Disorganized documentation is the second most common reason spend-down applications stall. A shoebox of receipts is better than nothing, but a simple spreadsheet listing the date, amount, and qualifying category of each expense — alongside the actual receipts — makes the caseworker's review faster and reduces back-and-forth requests that can delay approval by weeks.

It also helps to spend down in a clear, traceable order rather than all at once from a single account. Caseworkers reviewing bank statements line by line tend to move faster through an application where each withdrawal maps cleanly to one receipt, versus an account with multiple large withdrawals and a stack of unsorted paper to match against them. If you're managing this for a parent, setting up a dedicated folder — physical or digital — the same week you start spending down saves real time later.

Also Read: What people read before starting the Medicaid application process

Also Read: Why Is My Medicaid Inactive? Causes & Fixes

In Short

Medicaid spend down means legally reducing your countable assets to your state's limit — typically around $2,000 — by paying off debt, covering uninsured medical needs, modifying your home, or prepaying funeral costs. Outright gifts to family trigger Medicaid's five-year look-back penalty instead of helping you qualify faster, so every dollar spent needs to fall into an allowed category and be documented with receipts. When in doubt about a specific expense or your state's exact asset limit, an elder law attorney or your state Medicaid office can confirm before you spend.

What You Also May Want To Know

How much can I have in assets and still qualify for Medicaid?

Most states set the limit at $2,000 in countable assets for a single applicant, though some states like New York and California allow significantly more — check your specific state's current threshold before spending down.

Can I just give my savings to my kids to qualify faster?

No.
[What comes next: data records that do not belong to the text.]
Issue #948, opened 2014-10-10
TOPUP and ApplyTOPUP crash with images with odd number of pixels


oesteban:
When any of the dimensions of the images has odd number of pixels, topup crashes:

```
Topup: msg=topup_clp::topup_clp: Subsampling levels incompatible with image data
```

It'd be great if the interfaces checked this and transparently added the slices as FSL experts suggest here: https://www.jiscmail.ac.uk/cgi-bin/webadmin?A2=fsl;67dcb45c.1209

akeshavan:
I'm reopening this! I'm still having this problem. I've changed oscar's original commit by adding a flag to turn the resizing on/off. 

For some reason, the applytopup interface isn't working. Any ideas?

nqueder:
I noticed that this issue is a bit old, but I am running into the same error when I'm trying to run topup on my dmri dataset. 
Has anyone been able to find a way around it?

DISAPPEARED13:
I solved this problem with adding some slices in the front and back of the volume...

tasciseda:
How did you add slice to your image?
Thank you.

PR #2832, opened 2018-12-19
Enh/wip/fix/brk topup for odd dimensions. help needed

akeshavan:
## Summary

Attempts to fix https://github.com/nipy/nipype/issues/948 -- its 4 years later and we are still having this problem! I slightly modified @oesteban 's original commit with a flag called `checksize`, which, if set to `True` will make the size even before running TOPUP and ApplyTOPUP. It's set to `False` by default.

Problem is, the ApplyTOPUP interface doesn't work!! The process just gets killed. **Someone help please!**

- [ ] fix the ApplyTOPUP interface

## Acknowledgment


akeshavan:
Nevermind about the applytopup, it turns out I was testing this on a pretty large file :) thanks @oesteban for the help!

nipype/interfaces/fsl/epi.py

Gifting assets to family members instead of spending them on qualifying expenses triggers Medicaid's five-year look-back penalty, which delays your eligibility rather than speeding it up.

What's the difference between spend down and a Medicaid Asset Protection Trust?

Spend down works immediately by legally reducing your assets now, while a Medicaid Asset Protection Trust protects assets ahead of time but only if it's funded at least five years before you apply — spend down is the faster, more reactive option.

Does paying a family member for caregiving count toward spend down?

Yes, if it's structured as a formal, written personal care agreement at fair market value — informal or undocumented payments to family typically don't qualify and can even look like a disqualifying gift.

What records do I need to keep during spend down?

Keep every receipt along with a simple log of the date, amount, and category of each expense, since your Medicaid caseworker will ask you to document where the money went when you apply.